You copied the comment to the one above and you didn't even see my answer
HELP I want a smartphone with LINUX operating system because Android has me a lot it flashes AND A LOT of VIRUSES I don't like someone can help me please I'll change my smartphone in a short time help
Hello, in any case it would be a phone with the Gnu / Linux operating system, because Android also uses the linux kernel. The closest thing there is is the ubuntu phone, but it still hasn't come out, although maybe you can try flashing your cell phone to put Ubuntu on it http://www.ubuntu.com/phone
Hi guys, I recommend an antivirus that is responsible for eliminating all the malware that the cell phone contains and also protects you from the access of others, it is Psafe, it is very good, it is worth using it. I hope my contribution will serve you. Regards.
Well, to optimize your computer it is easy ... you are looking for an antivirus that has the function of cleaning obsolete files, deleting other photos that you have and do not use and doing a temporary scan ... the net guys that until now I stay with PSafe, because it does everything what I just described!
It is more than proven that those actions that they say do nothing but do.
An antivirus in Android does not protect you from anything, as it happens in Windows, what can be violated will be violated, even if you keep 10 antivirus running on your Android, and cleaning temporary every 2 by 3.
My monkey test cell phone is already damaged.

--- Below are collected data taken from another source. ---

Issue #1349, opened 2024-01-04
`ev/deadline` and `ev/with-deadline` should be documented better.


amano-kenji:
* In `(ev/with-deadline deadline & body)`, `deadline` should become `sec`.
* In `(ev/deadline sec &opt tocancel tocheck)`, I don't know the difference between `tocancel` and `tocheck`. If deadline is reached, what exactly happens to `tocheck` and `tocancel`?
* `ev/deadline` throws an error if deadline is reached. This behavior is not documented.

sogaiu:
Not an answer, but may be some [relevant code](https://github.com/janet-lang/janet/blob/9142f38cbceb72e7d2d8a12846d2c22c2322fc34/src/core/ev.c#L1294-L1310).

Some further bits:

* `tocancel` apparently defaults to `fiber/root` (`janet_vm.root_fiber`), and in the above `.c` code corresponds to `to.fiber`
* `tocheck` apparently defaults to `fiber/current`
(`janet_vm.fiber`), and in the above `.c` code corresponds to `to.curr_fiber`

sogaiu:
Ok, I've looked into this a bit more and have some results to share.  (Note: I'm not done, this is a status update.)

I'll start with sample code:

```janet
(def check-wait 1.1)
(def cancel-wait (* 2 check-wait))
(def deadline (* 0.5 check-wait))

(var tocancel-fib nil)
(var tocheck-fib nil)

(set tocancel-fib
  (ev/go
    (fiber/new
      (fn []
        (print "tocancel: started")
        (set tocheck-fib
             (fiber/new
               (fn []
                 (print "tocheck: started")
                 (printf "tocheck: waiting: %n sec" check-wait)
                 (ev/sleep check-wait)
                 (print "tocheck: ended"))))
        (resume tocheck-fib)
        (printf "tocancel: waiting: %n sec" cancel-wait)
        (ev/sleep cancel-wait)
        (print "tocancel: ended")))))

# yield so tocancel-fib can start
(ev/sleep 0)

(ev/deadline deadline tocancel-fib tocheck-fib)
```

Output looked like:

```
tocancel: started
tocheck: started
tocheck: waiting: 1.1 sec
error: deadline expired
  in ev/sleep [src/core/ev.c] on line 2938
  in <anonymous> [ev-deadline.janet] on line 18, column 18
  in <anonymous> [ev-deadline.janet] on line 20, column 9
```

[...]

PR #1410, opened 2024-02-20
Doc tweaks for ev/deadline and ev/with-deadline

sogaiu:
This is an attempt to address #1349.

Background can be seen in that issue, and a summary is available at [this comment](https://github.com/janet-lang/janet/issues/1349#issuecomment-1954103405).

Thanks to @amano-kenji and @llmII for discussions and investigations.

### DIFF
--- a/src/boot/boot.janet
+++ b/src/boot/boot.janet
@@ -3736,12 +3736,20 @@
     ~(,ev/thread (fn _spawn-thread [&] ,;body) nil :n))
 
   (defmacro ev/with-deadline
-    `Run a body of code with a deadline, such that if the code does not complete before
-    the deadline is up, it will be canceled.`
-    [deadline & body]
+    ``
+    Create a fiber to execute `body`, schedule the event loop to cancel
+    the task (root fiber) associated with `body`'s fiber, and start
+    `body`'s fiber by resuming it.
+
+    The event loop will try to cancel the root fiber if `body`'s fiber
+    has not completed after at least `sec` seconds.
+
+    `sec` is a number that can have a fractional part.
+    ``
+    [sec & body]
     (with-syms [f]
       ~(let [,f (coro ,;body)]
-         (,ev/deadline ,deadline nil ,f)
+         (,ev/deadline ,sec nil ,f)
          (,resume ,f))))
 
   (defn- cancel-all [chan fibers reason]
--- a/src/core/ev.c
+++ b/src/core/ev.c
@@ -2952,10 +2952,15 @@ JANET_CORE_FN(cfun_ev_sleep,
 
 JANET_CORE_FN(cfun_ev_deadline,
               "(ev/deadline sec &opt tocancel tocheck)",
-              "Set a deadline for a fiber `tocheck`. If `tocheck` is not finished after `sec` seconds, "
-              "`tocancel` will be canceled as with `ev/cancel`. "
-              "If `tocancel` and `tocheck` are not given, they default to `(fiber/root)` and "
-              "`(fiber/current)` respectively. Returns `tocancel`.") {
+              "Schedules the event loop to try to cancel the `tocancel` "
+              "task as with `ev/cancel`. After `sec` seconds, the event "
+              "loop will attempt cancellation of `tocancel` if the "
+              "`tocheck` fiber is resumable. `sec` is a number that can "
+              "have a fractional part. `tocancel` defaults to "
+              "`(fiber/root)`, but if specified, must be a task (root "
+              "fiber). `tocheck` defaults to `(fiber/current)`, but if "
+              "specified, should be a fiber. Returns `tocancel` "
+              "immediately.") {
     janet_arity(argc, 1, 3);
     double sec = janet_getnumber(argv, 0);
     JanetFiber *tocancel = janet_optfiber(argv, argc, 1, janet_vm.root_fiber);


pepe (approved):
LGTM

amano-kenji:
It is okay, but it doesn't explain the relationship between `tocheck` and `tocancel`.

pepe:
@amano-kenji, I would like to ask you to edit your last comment to remove vulgarism, please.

llmII:
The only relationship between `tocheck` and `tocancel` that is definitive is within `ev/with-deadline`. With `ev/deadline` it is an optional but likely a typical association that the task `tocancel` started the fiber `tocheck` and is interested in receiving an error rather than waiting on `tocheck` to complete, and possible could respond by `cancel`ing `tocheck`. I'm not sure how or if the typical use case should be in the doc-string because it is possible to have something less typical. It might be that site documentation could benefit from outlining the typical usage, but I believe that if one is using the typical usage, they could likely just use `ev/with-deadline`. Which would of sorts,  roundabouts, lead towards that one probably is using `ev/deadline` specifically for a special usage and thus documenting the typical usage as with `ev/with-deadline` would fail to make sense to do in the docstring?

src/boot/boot.janet
```diff
@@ -3736,12 +3736,13 @@
     ~(,ev/thread (fn _spawn-thread [&] ,;body) nil :n))
 
   (defmacro ev/with-deadline
-    `Run a body of code with a deadline, such that if the code does not complete before
-    the deadline is up, it will be canceled.`
-    [deadline & body]
+    ``Run a body of code with a deadline of `sec` seconds, such that if
+    the code does not complete before the deadline is up, it will be
```
llmII, line 3740: I'm unsure if this is true, I thought it was `tocancel` that got canceled. The body of code goes into `tocheck`. I'd think that `tocheck` isn't canceled here at all, unless the parent chooses to catch the deadline error and then `cancel` `tocheck`?

sogaiu:
> It is okay, but it doesn't explain the relationship between tocheck and tocancel. It doesn't document the art of choosing the right fiber for tocancel.

AFAIU, there isn't necessarily a relationship between `tochecck` and `tocancel`.

IIUC, establishing one is entirely up to the programmer.  There doesn't need to be one for this function operate.

src/boot/boot.janet
sogaiu: The default value of `tocancel` is `(fiber/root)`.

sogaiu: The following code:

```janet
(let [fib (coro
            (pp [:fib (fiber/current)])
            (pp [:lineage (debug/lineage (fiber/root))])
            (ev/sleep 0.2)
            (yield :hi))]
  (def tocancel (ev/deadline 0.1 nil fib))
  (pp [:tocancel tocancel])
  (resume fib))
```

gives the output (here anyway):

```
(:tocancel <fiber 0x5652813D8EC0>)
(:fib <fiber 0x5652814228A0>)
(:lineage @[<fiber 0x5652813D8EC0> <fiber 0x565281383900> <fiber 0x565281418480> <fiber 0x565281421770> <fiber 0x5652814228A0>])
error: deadline expired
  in ev/sleep [src/core/ev.c] on line 2945
  in <anonymous> [<anonymous>] on line 22, column 13
  in _thunk [<anonymous>] (tailcall) on line 26, column 3
```

sogaiu: So the above was meant to be somewhat close to a macroexpansion of `ev/with-deadline`.

For a use of `ev/with-deadline`:

```janet
(ev/with-deadline 0.01
                  (ev/sleep 1)
                  :hi)
```

gives (here anyway):

```
error: deadline expired
  in ev/sleep [src/core/ev.c] on line 2945
  in <anonymous> [repl] on line 2, column 19
```

I think this is because when `tocancel` is specified as `nil`, the value of `(fiber/root)` is used for `tocancel` instead.

amano-kenji:
I want to deliver precise emotions. I'm aiming for precise communication. If I didn't use fuck, I can't deliver my emotions precisely. I don't know how to deliver it other ways, yet.

amano-kenji:
If I was the author of this pull request, I would add more background information to the docstring for `ev/deadline`.

I would at least document how cancelling `tocancel` usually leads to cancellation of `tocheck` as well. If I don't understand the art of choosing fibers for `ev/deadline`, I wouldn't feel comfortable about using it.

llmII:
@amano-kenji wrote:

> I would at least document how cancelling `tocancel` usually leads to cancellation of `tocheck` as well, but `tocheck` doesn't have to be cancelled along with `tocancel` in some cases. If I don't understand the art of choosing fibers for `ev/deadline`, I wouldn't feel comfortable about using it. People who aren't as OCD as I am would probably just avoid using `ev/deadline` because they don't know what `tocancel` is supposed to be.

The problem would be that that isn't necessarily true. One can contrive ways in which this would not be the case. Say you have a task (A) and a task (B). B knows about A and knows A has an interest in the cancellations of fibers it runs under a deadline. `ev/deadline` allows for more uses than the typical, though `ev/with-deadline` outlines the typical usage and though I find it hard to have a valid use otherwise, I'm sure it will be imagined, and documentation stating the typical should probably say something more along the lines of "Typically used via `ev/with-deadline`, and not called manually".

> > What the hell is root fiber? How is it related to current fiber in any way? It doesn't make sense at all.
> 
> That's not good enough. This will lead to confusion or reverse-engineering. Perhaps, people can actually freeze `ev/deadline` for ever with a wrong fiber for `tocancel`.
> 
> If the background information is too verbose, then `ev/deadline` can refer people to an offline document.

Documenting what is a Fiber, and a Task, and a Root Fiber in every single function using them is not a good idea. That's way too verbose. It shouldn't be surprising or unexpected for one to glean those terms from referencing the language documents.

amano-kenji:
I'd likely mention something like

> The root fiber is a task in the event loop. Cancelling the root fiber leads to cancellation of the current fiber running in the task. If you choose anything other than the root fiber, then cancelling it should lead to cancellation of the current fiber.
PR #1414, opened 2024-02-23
Fix documentation of peg/replace

MaxGyver83:
It looks like this piece of text was overseen while renaming `repl` to `subst` in commit 485099fd6e9e88fdc7521fff7e54a6d7023e9871.


sogaiu:
Yes, that seems correct.

LGTM

pepe (approved):
LGTM

PR #1432, opened 2024-03-23
Add additional format options for os/clock

wishdev:
Allows for more flexibility in the returned value from os/clock


sogaiu:
Some minor things about the proposed docstring:

For this bit of text in the docstring:

> {seconds, nanoseconds}

May be it's better to not use curly braces as that's what's used for the literal syntax of structs.

Perhaps square brackets would work better?

Also, slight typo here?

> - :int: Return the number of seconds as am integer

May be "an" is what was intended (not "am"), though may be there is some [humor value](https://www.youtube.com/watch?v=d0LaT6qVRpg)...

wishdev:
Fixed, thanks for the review!

sogaiu:
Nice to have the tests :)

I tried the branch here manually successfully and the tests passed too.

PR #687, opened 2023-02-28
Add terraform package

nsmith5:
Terraform!

### DIFF
--- a/terraform.yaml
+++ b/terraform.yaml
@@ -1,0 +1,31 @@
+package:
+  name: terraform 
+  version: 1.3.9
+  epoch: 0
+  description: Terraform is a tool for building, changing, and versioning infrastructure safely and efficiently 
+  target-architecture:
+    - all
+    - !riscv64
+  copyright:
+    - license: MPL-2.0
+      paths:
+        - "*"
+environment:
+  contents:
+    packages:
+      - ca-certificates-bundle
+      - busybox
+      - go
+pipeline:
+  - uses: git-checkout
+    with:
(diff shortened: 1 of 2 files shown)


imjasonh (dismissed):

luhring (dismissed):

terraform.yaml
```diff
@@ -0,0 +1,32 @@
...
+    packages:
+      - ca-certificates-bundle
+      - busybox
+      - go
+pipeline:
+  - uses: git-checkout
+    with:
+      repository: https://github.com/hashicorp/terraform
+      branch: v${{package.version}}
+      destination: terraform
```
tuananh, line 25: use tag instead of branch and `expected-commit`?

terraform.yaml
```diff
@@ -0,0 +1,32 @@
...
+  - runs: |
+      cd terraform
+      go generate ./...
+      CGO_ENABLED=0 go build -v
+  - runs: |
+      install -m755 -D ./terraform/terraform "${{targets.destdir}}/usr/sbin/terraform"
```
tuananh, line 31: why `sbin`?

terraform.yaml
nsmith5: Good idea!

terraform.yaml
nsmith5: Just some copy pasta from your Vault example. bin makes sense

imjasonh (approved):

terraform.yaml
tuananh: olps :D

PR #689, opened 2023-02-28
move lint for advisory to wolfictl lint

rawlingsj:


cpanato (approved):

developer-guy (dismissed):

cpanato (changes requested):
ok, looks weird

what is the difference between the wolfi-lint and the lint?

if both are the same you need to drop the entire job and not only the line

rawlingsj:
> if both are the same you need to drop the entire job and not only the line

They are slightly different, the `./lint.sh` script was added first but not all checks have been ported over yet.  There was a `wolfictl advisory sync` added since then but rather than using the `./lint.sh` script and compiling wolfictl from source in the GHA, lets use the image instead.

cpanato (dismissed):

.github/workflows/wolfictl-lint.yaml
```diff
@@ -18,4 +18,10 @@ jobs:
...
         entrypoint: wolfictl
-        args: lint
\ No newline at end of file
+        args: lint
+    - name: Advisory sync
+      id: advisory
+      uses: docker://ghcr.io/wolfi-dev/wolfictl:latest
+      with:
+        entrypoint: wolfictl
+        args: "advisory sync-secfixes --warn *.yaml"
```
luhring, line 27: @rawlingsj I think we can just drop the file part — the command should default to looking at all files in the current directory

```suggestion
        args: "advisory sync-secfixes --warn"
```

rawlingsj: YAY it passed and was super fast!

jdolitsky (approved):

PR #698, opened 2023-03-03
withdrawn-packages: withdraw python 3.12.0_alpha5-r{0,1}

kaniini:
These packages provided python3=3.12.999 and were subtly broken.


dlorenc (approved):
Sorry again for causing the break!

kaniini:
Happens to the best of us!

PR #709, opened 2023-03-06
all: simplify YAMLs

imjasonh:
This is not expected to have any functional changes, and **epochs are not updated.**

- remove `.copyright.attestation: TODO`, `""`, and unset -- only actual attestation values are retained
- remove `target-architecture` which is AFAICT [not used by melange at all](https://github.com/search?q=repo%3Achainguard-dev%2Fmelange%20TargetArchitecture&type=code), and was always `- "all"`.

Hi, I have a lg L5ll eh I wanted to know if someone can give me a solution because when I go to facebook the application closes alone and I get a carter to force.
Thanks to stupid Android I can't use my cell phone for a year: first, it's full of applications that I DON'T WANT (I was addicted to networks, I got over it and I'm not interested in twitter, or fb or any of those) and I CANNOT DELETE ; then, those same applications saturated my memory without me opening them even once and on top of that they CONSTANTLY extract data from my cell phone; And the icing on the cake: I ALWAYS downloaded applications from Google Play, I looked at the comments and reputation, I did not go downloading things that looked suspicious, I never opened links from my cell phone, in fact, I hardly even entered the internet ... and a day it occurred to me that I needed to see a photo or something like that and I downloaded the most innocent of applications. Result: three Chinese applications with ALL permissions and impossible to remove. In the same tablet, I downloaded an application to take notes and zaz! STUPID ANDROID !!!!!!! As soon as I can root it, I install linux and TO THE DEVIL WITH ANDROID !!! I already did it with Windows, and the results are great. I don't know much about computing, but the web is full of MOOC tutorials and courses, so it's a matter of time before I know more 🙂
Today there are many effective cell phone antivirus, but without a doubt, the best protection is good common sense.
I have tried some accounts and I prefer the Psafe app, I recommend it 100%.